Bernardo nodded, his hands folded again at his waist. “Si, contessa, but older. We are—how do you say?—a fraternity.”
I laughed, a little wildly. “Oh, just great. So where are your togas? And the keg? Frat parties are never complete without a poorly tapped keg.”
Bernardo glanced at Magoon, and the larger man shrugged and rolled his eyes. The nun clapped her hands, the sound echoing in the almost empty cathedral. The men looked up at her, and when they did she leaned over the edge and her pendant swung down, clinking against the balustrade. It was a wolf, just like the others.
“Tell her!” She called, in light, easy English.
I shook my head to clear it, just to be sure, once again, I wasn’t dreaming. I’d left my apartment at six o’ clock, crossed the Ponte Alle Grazie and made my way through the twisting medieval streets up to the Piazzale, then on to my favorite of churches. I’d passed only a few gypsies setting up shop early on, but no other runners—the Italians did not run—nor tourists attempting a head start on the day. I’d left no note, knowing I’d make it back in plenty of time to shower and meet Eduardo for our usual morning cappuccino.

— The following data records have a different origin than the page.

PR #6355, opened 2025-03-11
http-specs, release 0.1.0-alpha.12

weidongxu-microsoft:


allenjzhang (approved):

timotheeguerin:
Should ideally use chronus to bump the version so it include the change log and bump it automatically.
pnpm chronus version —only pkg-name

also make sure the branch is publish/ so it skip the change log requirement

weidongxu-microsoft:
Thanks Allen and Timothee. Will use the proper PR at https://github.com/microsoft/typespec/pull/6356

PR #6357, opened 2025-03-11
[core/http] Media type hinting and default content type changes for scalars.

witemple-msft:
- Adds a decorator `@mediaTypeHint` that applies a hint to a Model, Scalar, Union, or Enum that hints at how an emitter should serialize a type by default. The hint is not itself mandatory, but libraries or emitters may choose to honor it.
- Changed the logic for HTTP content type resolution.
  - When resolving the content type of a payload's body, if the payload has a content-type header, that type is used. Then, the type is resolved to its lowest encoded type. If that type has a media type hint, the hint type is used (this makes the media type hint mandatory by prescription through the HTTP layer). If the type has no hint, then the default content type for scalars is "text/plain" and for everything else is "application/json".
  - For multipart payloads, the default content type is "multipart/mixed" for tuple-form multipart bodies and "multipart/form-data" for model-form multipart bodies.
  - The body of individual parts follows the same logic as non-multipart payload bodies.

My eyes blurred, then came into focus on the carved, curling wooden armrest of a pew nearby. The nave was quiet, and above the altar the mosaic of Christ between the Virgin and St. Minias glittered oddly in the light now emanating a rich, full yellow from the windows on the eastern wall. The nun watched me in silence. Bernardo and Magoon studied me with their solemn green eyes, and I felt something inside me click, an internal shifting that made me feel as though I’d suddenly lost all understanding of gravity.

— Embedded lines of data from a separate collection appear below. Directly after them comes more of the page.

Issue #4558, opened 2024-09-27
http-client-java, add deprecation lint in local and CI


haolingdong-msft:
There are several issues on adding deprecation lint to local and CI. 
1. Running `npm run lint` in local does not throw deprecation warning. - This is cross language issue, python and .net also have this issue.
I still have files contain deprecated `details` and `description`, but `local `npm run lint` passed:
<img width="561" alt="image" src="https://github.com/user-attachments/assets/c5104ca2-c123-46b7-aa78-647893715182">

Cause: typespec repo seems ignoring  each client generator's sub module when configuring deprecation lint rule. See https://github.com/Azure/autorest.java/blob/main/typespec-extension/.eslintrc.cjs. But I tried locally to remove the ignoring part, still no deprecation lint warning being logged. autorest.java add eslint configuration like this: https://github.com/Azure/autorest.java/blob/main/typespec-extension/.eslintrc.cjs, not sure if we need to add in this way.

2. When running `npm run lint` in `Build-Packages.ps1` on CI, it will throw error like below:
https://dev.azure.com/azure-sdk/public/_build/results?buildId=4177258&view=logs&j=c9a356f9-b0df-519e-d2a3-72997c8236d1&t=a8d561a1-768a-500f-bdcf-599ba715ac9a&l=504
```
npm run lint

> @typespec/http-client-java@0.1.0 lint
> eslint . --max-warnings=0

'eslint' is not recognized as an internal or external command,
operable program or batch file.
Invoke-LoggedCommand : ##[error]Command completed with exit code 1 (00:00:00.3968799): npm run lint
```
Seems it does not find `eslint` dependency, one way is to add the dependency to `http-client-java/package.json`, but it would have duplicate dependency with the root `typespec/` project. \

Hi @srnagar, would like to know if you have suggestions or clues on above issues.

weidongxu-microsoft:
https://github.com/microsoft/typespec/pull/6364
Currently the Lint action will not report if we use deprecated API in TCGC, as the action didn't install TCGC, hence not able to report anything there.

But if we locally have `npm ci` (which should be a given), and run `npm run lint`, we should see the report.

![Image](https://github.com/user-attachments/assets/1cea0060-be6c-418a-aab0-edb7ccf9cb4c)

PR #4670, opened 2024-10-10
http-client-java, configure deprecation lint  rule

haolingdong-msft:

PR #6364, opened 2025-03-11
http-client-java, enable eslint no-deprecated

weidongxu-microsoft:
fix https://github.com/microsoft/typespec/issues/4558

we should remove node 18 from emitter pipeline -> https://github.com/microsoft/typespec/pull/6396


timotheeguerin (approved):

eslint.config.js
```diff
@@ -73,11 +73,7 @@ const allFilesConfig = tsEslint.config({
 export function getTypeScriptProjectRules(root) {
   return tsEslint.config({
     files: ["**/packages/*/src/**/*.ts", "**/packages/*/src/**/*.tsx"],
-    ignores: [
-      "**/packages/http-client-csharp/**/*",
-      "**/packages/http-client-java/**/*",
-      "**/packages/http-client-python/**/*",
-    ], // Ignore isolated modules
+    ignores: ["**/packages/http-client-csharp/**/*", "**/packages/http-client-python/**/*"], // Ignore isolated modules
```
timotheeguerin, line 76: I think I used to disable those because at the time typescript eslint wasn't liking your different tsc engine but that seems to have been resolved if the CI passed

weidongxu-microsoft: Yeah, last year when we enable this, we see some error about `RangeError: Maximum call stack size exceeded`
https://github.com/microsoft/typespec/pull/4670#discussion_r1794836397
(we had an eslint 8 in another repo that can still report a deprecated usage, so we would still handle them if found there)

I've hoped newer version of eslint solved this, and try again here.

The CI looks pass, but in a commit I tried to use a deprecated property from TCGC but we still pass the CI. https://github.com/microsoft/typespec/pull/6364/commits/40d17c8d6d6c769d0fcaa5fc2f30cc0fce67063a
I would need some check on our script. Maybe it forget to call lint...

timotheeguerin: I wouldn’t run lint again in your pipeline it should already run globally in the lint GitHub action.

weidongxu-microsoft: I see.

I think the reason was that ts files in emitter (python/csharp/java) is under `emitter/src`, so we need to add this pattern to `files` https://github.com/microsoft/typespec/pull/6364/commits/df9ad6ffca0a3c7f40b9b47a1974d661a0297bbb

packages/http-client-java/eng/scripts/Initialize-Repository.ps1
```diff
@@ -68,6 +68,16 @@ try {
...
+    
+    # install npm packages at repository root
+    Push-Location "$packageRoot/../../"
+    try {
+        Invoke-LoggedCommand "npm install -g pnpm" -GroupOutput
+        Invoke-LoggedCommand "pnpm install" -GroupOutput
+    }
+    finally {
+        Pop-Location
+    }
```
weidongxu-microsoft, line 80: We do it here (and `npm run lint`) for a reason that eslint at root is not able to check lib that not installed (here the TCGC lib).

The alternative would be just remove the changes to emitter scripts, and solely depends on the Lint action.
This could miss some deprecation from TCGC. But when dev runs `npm run lint` in local, they should still see the error. And I think this would be good enough.

XiaofeiCao (approved):

PR #6385, opened 2025-03-11
Remove deprecated format bytes

timotheeguerin:


packages/compiler/src/lib/service.ts
```diff
@@ -69,14 +68,5 @@ export const $service: ServiceDecorator = (
   options?: ServiceOptions,
 ) => {
   validateDecoratorUniqueOnNode(context, target, $service);
-
-  if (options?.version) {
```
timotheeguerin, line 73: This check was missed too before, can't even get here

AlitzelMendez (approved):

Magoon seemed to sense it, and he moved in front of me, kneeling like a man calmly accepting knighthood. Bernardo followed suit, dropping on one knee and bowing his head. Magoon took the wolf pendant in his right hand, holding it out from his chest.

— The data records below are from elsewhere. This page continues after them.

PR #6396, opened 2025-03-12
eng, emitter pipeline, use node 20/22

weidongxu-microsoft:
typespec compiler required node >=20
https://github.com/microsoft/typespec/blob/main/packages/compiler/package.json#L62-L64

Therefore it feels not useful to build SDK emitter on 18. And after this, emitter could also update its package.json to >=20

### DIFF
--- a/eng/emitters/pipelines/templates/stages/emitter-stages.yml
+++ b/eng/emitters/pipelines/templates/stages/emitter-stages.yml
@@ -113,7 +113,7 @@ stages:
           Packages: ${{ parameters.Packages }}
           PackagePath: ${{ parameters.PackagePath }}
           LanguageShortName: ${{ parameters.LanguageShortName }}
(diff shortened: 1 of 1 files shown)


iscai-msft (approved):
Looks good, I would check whether you guys need to add `engine-strict=true` as well following [this](https://github.com/microsoft/typespec/pull/6401/files#r1991611472) discussion

weidongxu-microsoft:
> Looks good, I would check whether you guys need to add `engine-strict=true` as well following [this](https://github.com/microsoft/typespec/pull/6401/files#r1991611472) discussion

Sure. I will try add it for Java (and keep it if no dependent lib has problem).

@ArcturusZhang for awareness on csharp (the [package.json](https://github.com/microsoft/typespec/blob/main/packages/http-client-csharp/package.json) there seems not having an `engines` section?)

“We are the Order of the Cwmry-Roman Wolf,” he said, the burr of his accent somehow softer. “It is an order older than the Caesars, older than the church. We serve you, Katharos. Catriona. Katherine of the many names, the many lives. We welcome your return.”
“Bull,” I said clearly. “This is a bunch of bull.”
Magoon shook his head, and Bernardo kept his eyes to the floor. “It’s not,” the big Scot insisted gently. “You’ve just to remember.”
“This is insane,” I repeated, enunciating each syllable as if doing so would make the world clear and right itself, would make this sci-fi movie of a morning go away. “I went for a run, that’s all I did. I’m in Florence to finish my dissertation, then it’s back to the States where I belong. I’ve only got the apartment for a year.”
Magoon lifted the pendant higher, and it caught the light in a quick flash. Take it, he said, though I was sure he couldn’t have spoken aloud. Take hold of the wolf.
Without thought I stepped forward, the toe of my right Nike touching the hem of his tartan where it brushed the stone floor. I blinked, slowly, and watched my own hand as if I were watching the slow-motion replay of a sports film, saw my slender fingers wrap around the wolf pendant, felt the sapphire eyes burn into the tender skin of my palm.
The room sank away, the present tense vanished instantly, there was a blinding light in my eyes and the cool rush of familiar death, and time began to tug at my bones: pictures coming at me as if in a rapid film reel—scenes of people and places I knew as I’d once known the child I’d never had, the mother I’d never known, the lovers I’d not remembered. My lives went by, one by the thousand, and I saw myself naked and enrobed, draped in pelts and clad in sumptuous gowns, a bejeweled crown upon my head, a longbow in my arms, caught screaming at the burning stake, riding bareback on a roan horse.
Then it all went to blue: a deep, royal sea of it, and I floated amoeba-like into oblivion.